▶ _What needs to be done_
Restate each of the lines given below, word for word.

[Stored data entries]
§

PR #1362, opened 2017-08-31
Redirect temp babel 7 repl url to new repl

existentialism:


hzoo:
This will be v6 but i'm ok with that I guess?

existentialism:
@hzoo good point, we can do `/repl/build/7.0/` for now to point to latest build (until `version/7` works)?

hzoo:
yeah I would do that

PR #1364, opened 2017-09-01
Load runtime polyfill into scoped-eval iframe

### LINKED ISSUE #1350: New REPL doesn't include regenerator runtime
While the new REPL does include [`transform-regenerator`](https://github.com/babel/website/blob/master/js/repl/compile.js#L76), it doesn't use the regenerator runtime to be able to run async functions and generators:

```js
(async () => {})()
```

outputs the following:

```js
"use strict";

function _asyncToGenerator(fn) { return function () { var gen = fn.apply(this, arguments); return new Promise(function (resolve, reject) { function step(key, arg) { try { var info = gen[key](arg); var value = info.value; } catch (error) { reject(error); return; } if (info.done) { resolve(value); } else { return Promise.resolve(value).then(function (value) { step("next", value); }, function (err) { step("throw", err); }); } } return step("next"); }); }; }

_asyncToGenerator( /*#__PURE__*/regeneratorRuntime.mark(function _callee() {
  return regeneratorRuntime.wrap(function _callee$(_context) {
    while (1) {
      switch (_context.prev = _context.next) {
        case 0:
        case "end":
          return _context.stop();
      }
    }
  }, _callee, undefined);
}))();
```

which throws:

```
regeneratorRuntime is not defined
```

This works fine in the old REPL.

bvaughn:
This is done so that helper methods like regeneratorRuntime are accessible as globals on the iframe's `contentWindow`.

While adding this feature, I discovered that Firefox behaves differently than Chrome and Safari when a new iframe is appended- it (asynchronously) loads "about:blank" and clobbers any (synchronously) appended script tags. So we also check the `iframe.contentDocument.readyState` before appending.

This has been tested on the following:

Browser | OS
:---|:---
Chrome | OSX
Firefox | OSX
Safari | OSX
Brave | Android
Safari | iOS

Resolves #1350

### DIFF
--- a/js/repl/loadPlugin.js
+++ b/js/repl/loadPlugin.js
@@ -8,7 +8,7 @@ import type { LoadScriptCallback, PluginState } from "./types";
 export default function loadPlugin(
   state: PluginState,
   callback: LoadScriptCallback,
-  targetDocument: Document = document
+  target: ?HTMLIFrameElement
 ) {
   if (state.isLoading) {
     return;
@@ -33,6 +33,6 @@ export default function loadPlugin(
 
       callback(success);
     },
-    targetDocument
+    target
   );
 }
--- a/js/repl/loadPlugin.js
+++ b/js/repl/loadPlugin.js
@@ -7,7 +7,8 @@ import type { LoadScriptCallback, PluginState } from "./types";
 
 export default function loadPlugin(
   state: PluginState,
-  callback: LoadScriptCallback
+  callback: LoadScriptCallback,
+  targetDocument: Document = document
 ) {
   if (state.isLoading) {
     return;
@@ -19,16 +20,19 @@ export default function loadPlugin(
   const base = config.baseUrl || "https://bundle.run";
   const url = `${base}/${config.package}@${config.version || ""}`;
 
-  loadScript(url, success => {
-    if (success) {
-      state.isLoaded = true;
-      state.isLoading = false;
-      state.plugin = window[camelCase(state.config.package)];
-    } else {
-      state.didError = true;
-      state.isLoading = false;
-    }
+  loadScript(
+    url,
+    success => {
+      if (success) {
+        state.isLoaded = true;
+        state.isLoading = false;
+      } else {
+        state.didError = true;
+        state.isLoading = false;
+      }
 
-    callback(success);
-  });
+      callback(success);
+    },
+    targetDocument
+  );
 }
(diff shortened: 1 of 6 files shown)


js/repl/loadPlugin.js
```diff
@@ -19,16 +20,19 @@ export default function loadPlugin(
   const base = config.baseUrl || "https://bundle.run";
   const url = `${base}/${config.package}@${config.version || ""}`;
 
-  loadScript(url, success => {
-    if (success) {
-      state.isLoaded = true;
-      state.isLoading = false;
-      state.plugin = window[camelCase(state.config.package)];
```
bvaughn: I thought we might use this but we never did so I removed it in this PR for simplicity.

bvaughn:
Try harder, Netlify! 😠

Daniel15:
Do we actually need the entire polyfill? It's very big. Could we get away with just loading `regeneratorRuntime` instead? I'd prefer only loading regeneratorRuntime + loading only the polyfills the current browser needs, via a service like https://polyfill.io/

js/repl/loadScript.js
```diff
@@ -2,8 +2,36 @@
...
+) {
+  if (target != null) {
+    const targetDocument = target.contentDocument;
+
+    // If we're loading this script into an iframe, wait for it to load,
+    // Otherwise the script tag we insert will be removed on-load.
+    if (targetDocument.readyState !== "complete") {
+      target.addEventListener("load", () => {
+        // Use the newly-loaded document.
+        // $FlowFixMe We know target isn't null at this point
```
Daniel15: Might be able to pull it into a `const` variable to avoid the FlowFixMe:

```
export default function loadScript(
  url: string,
  callback: LoadScriptCallback,
  maybeTarget: ?HTMLIFrameElement
) {
  const target = maybeTarget;
  if (target != null) {
    // ...
```

bvaughn:
> Do we actually need the entire polyfill? It's very big and modern browsers (like the very latest Chrome and Firefox) actually need very little of the stuff in the polyfill. Could we get away with just loading regeneratorRuntime instead? I'd prefer only loading regeneratorRuntime + loading only the polyfills the current browser needs, via a service like polyfill.io

That sounds like a nice follow-up! This PR can be focused on the iframe issue though, if that's ok?

js/repl/loadScript.js
bvaughn: Cool. I'll change to use a local const then. 😄

Daniel15:
> This PR can be focused on the iframe issue though, if that's ok?

Sure. Sorry, I have a bad habit of accidentally increasing the scope of issues.

bvaughn:
It's all good. You have good suggestions. 😄

PR #1367, opened 2017-09-04
Added top level error boundary to repl fixes #1351

### LINKED ISSUE #1351: Add error boundaries [in-progress by @kaushlakers]
Since the REPL is already using React 16, we should take advantage of [the new `componentDidCatch` error handling lifecycle](https://facebook.github.io/react/blog/2017/07/26/error-handling-in-react-16.html).

As we move forward on issues like #858 and #1292, it would be nice to add `componentDidCatch` to a couple of key components. The REPL currently uses `try`/`catch` statements where errors are likely to occur (eg [`compile`](https://github.com/babel/website/blob/master/js/repl/compile.js#L71-L108), [`eval`](https://github.com/babel/website/blob/master/js/repl/WorkerApi.js#L43-L47)) but error boundaries would be a nice backup for any cases that slip through the cracks.

kaushlakers:


kaushlakers:
Yeah the failing build is puzzling. From the log [here](https://travis-ci.org/babel/website/jobs/271565761) looks like it's not able to get the directory listing. Is there so sort of client_id/secret setup I'm missing here?

bvaughn:
Yeah. I'm not sure.

Let's give it a day or so and see if someone else who's been here longer than I have has ideas. Otherwise this PR looks good. Thank you!

bvaughn:
I'm confident the CI failure is unrelated to this PR so I'm going to merge it. 👍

§

▶ _Written response_
PR #1362, opened 2017-08-31
Redirect temp babel 7 repl url to new repl

existentialism:


hzoo:
This will be v6 but i'm ok with that I guess?

existentialism:
@hzoo good point, we can do `/repl/build/7.0/` for now to point to latest build (until `version/7` works)?

hzoo:
yeah I would do that

PR #1364, opened 2017-09-01
Load runtime polyfill into scoped-eval iframe

### LINKED ISSUE #1350: New REPL doesn't include regenerator runtime
While the new REPL does include [`transform-regenerator`](https://github.com/babel/website/blob/master/js/repl/compile.js#L76), it doesn't use the regenerator runtime to be able to run async functions and generators:

```js
(async () => {})()
```

outputs the following:

```js
"use strict";

function _asyncToGenerator(fn) { return function () { var gen = fn.apply(this, arguments); return new Promise(function (resolve, reject) { function step(key, arg) { try { var info = gen[key](arg); var value = info.value; } catch (error) { reject(error); return; } if (info.done) { resolve(value); } else { return Promise.resolve(value).then(function (value) { step("next", value); }, function (err) { step("throw", err); }); } } return step("next"); }); }; }

_asyncToGenerator( /*#__PURE__*/regeneratorRuntime.mark(function _callee() {
  return regeneratorRuntime.wrap(function _callee$(_context) {
    while (1) {
      switch (_context.prev = _context.next) {
        case 0:
        case "end":
          return _context.stop();
      }
    }
  }, _callee, undefined);
}))();
```

which throws:

```
regeneratorRuntime is not defined
```

This works fine in the old REPL.

bvaughn:
This is done so that helper methods like regeneratorRuntime are accessible as globals on the iframe's `contentWindow`.

While adding this feature, I discovered that Firefox behaves differently than Chrome and Safari when a new iframe is appended- it (asynchronously) loads "about:blank" and clobbers any (synchronously) appended script tags. So we also check the `iframe.contentDocument.readyState` before appending.

This has been tested on the following:

Browser | OS
:---|:---
Chrome | OSX
Firefox | OSX
Safari | OSX
Brave | Android
Safari | iOS

Resolves #1350

### DIFF
--- a/js/repl/loadPlugin.js
+++ b/js/repl/loadPlugin.js
@@ -8,7 +8,7 @@ import type { LoadScriptCallback, PluginState } from "./types";
 export default function loadPlugin(
   state: PluginState,
   callback: LoadScriptCallback,
-  targetDocument: Document = document
+  target: ?HTMLIFrameElement
 ) {
   if (state.isLoading) {
     return;
@@ -33,6 +33,6 @@ export default function loadPlugin(
 
       callback(success);
     },
-    targetDocument
+    target
   );
 }
--- a/js/repl/loadPlugin.js
+++ b/js/repl/loadPlugin.js
@@ -7,7 +7,8 @@ import type { LoadScriptCallback, PluginState } from "./types";
 
 export default function loadPlugin(
   state: PluginState,
-  callback: LoadScriptCallback
+  callback: LoadScriptCallback,
+  targetDocument: Document = document
 ) {
   if (state.isLoading) {
     return;
@@ -19,16 +20,19 @@ export default function loadPlugin(
   const base = config.baseUrl || "https://bundle.run";
   const url = `${base}/${config.package}@${config.version || ""}`;
 
-  loadScript(url, success => {
-    if (success) {
-      state.isLoaded = true;
-      state.isLoading = false;
-      state.plugin = window[camelCase(state.config.package)];
-    } else {
-      state.didError = true;
-      state.isLoading = false;
-    }
+  loadScript(
+    url,
+    success => {
+      if (success) {
+        state.isLoaded = true;
+        state.isLoading = false;
+      } else {
+        state.didError = true;
+        state.isLoading = false;
+      }
 
-    callback(success);
-  });
+      callback(success);
+    },
+    targetDocument
+  );
 }
(diff shortened: 1 of 6 files shown)


js/repl/loadPlugin.js
```diff
@@ -19,16 +20,19 @@ export default function loadPlugin(
   const base = config.baseUrl || "https://bundle.run";
   const url = `${base}/${config.package}@${config.version || ""}`;
 
-  loadScript(url, success => {
-    if (success) {
-      state.isLoaded = true;
-      state.isLoading = false;
-      state.plugin = window[camelCase(state.config.package)];
```
bvaughn: I thought we might use this but we never did so I removed it in this PR for simplicity.

bvaughn:
Try harder, Netlify! 😠

Daniel15:
Do we actually need the entire polyfill? It's very big. Could we get away with just loading `regeneratorRuntime` instead? I'd prefer only loading regeneratorRuntime + loading only the polyfills the current browser needs, via a service like https://polyfill.io/

js/repl/loadScript.js
```diff
@@ -2,8 +2,36 @@
...
+) {
+  if (target != null) {
+    const targetDocument = target.contentDocument;
+
+    // If we're loading this script into an iframe, wait for it to load,
+    // Otherwise the script tag we insert will be removed on-load.
+    if (targetDocument.readyState !== "complete") {
+      target.addEventListener("load", () => {
+        // Use the newly-loaded document.
+        // $FlowFixMe We know target isn't null at this point
```
Daniel15: Might be able to pull it into a `const` variable to avoid the FlowFixMe:

```
export default function loadScript(
  url: string,
  callback: LoadScriptCallback,
  maybeTarget: ?HTMLIFrameElement
) {
  const target = maybeTarget;
  if (target != null) {
    // ...
```

bvaughn:
> Do we actually need the entire polyfill? It's very big and modern browsers (like the very latest Chrome and Firefox) actually need very little of the stuff in the polyfill. Could we get away with just loading regeneratorRuntime instead? I'd prefer only loading regeneratorRuntime + loading only the polyfills the current browser needs, via a service like polyfill.io

That sounds like a nice follow-up! This PR can be focused on the iframe issue though, if that's ok?

js/repl/loadScript.js
bvaughn: Cool. I'll change to use a local const then. 😄

Daniel15:
> This PR can be focused on the iframe issue though, if that's ok?

Sure. Sorry, I have a bad habit of accidentally increasing the scope of issues.

bvaughn:
It's all good. You have good suggestions. 😄

PR #1367, opened 2017-09-04
Added top level error boundary to repl fixes #1351

### LINKED ISSUE #1351: Add error boundaries [in-progress by @kaushlakers]
Since the REPL is already using React 16, we should take advantage of [the new `componentDidCatch` error handling lifecycle](https://facebook.github.io/react/blog/2017/07/26/error-handling-in-react-16.html).

As we move forward on issues like #858 and #1292, it would be nice to add `componentDidCatch` to a couple of key components. The REPL currently uses `try`/`catch` statements where errors are likely to occur (eg [`compile`](https://github.com/babel/website/blob/master/js/repl/compile.js#L71-L108), [`eval`](https://github.com/babel/website/blob/master/js/repl/WorkerApi.js#L43-L47)) but error boundaries would be a nice backup for any cases that slip through the cracks.

kaushlakers:


kaushlakers:
Yeah the failing build is puzzling. From the log [here](https://travis-ci.org/babel/website/jobs/271565761) looks like it's not able to get the directory listing. Is there so sort of client_id/secret setup I'm missing here?

bvaughn:
Yeah. I'm not sure.

Let's give it a day or so and see if someone else who's been here longer than I have has ideas. Otherwise this PR looks good. Thank you!

bvaughn:
I'm confident the CI failure is unrelated to this PR so I'm going to merge it. 👍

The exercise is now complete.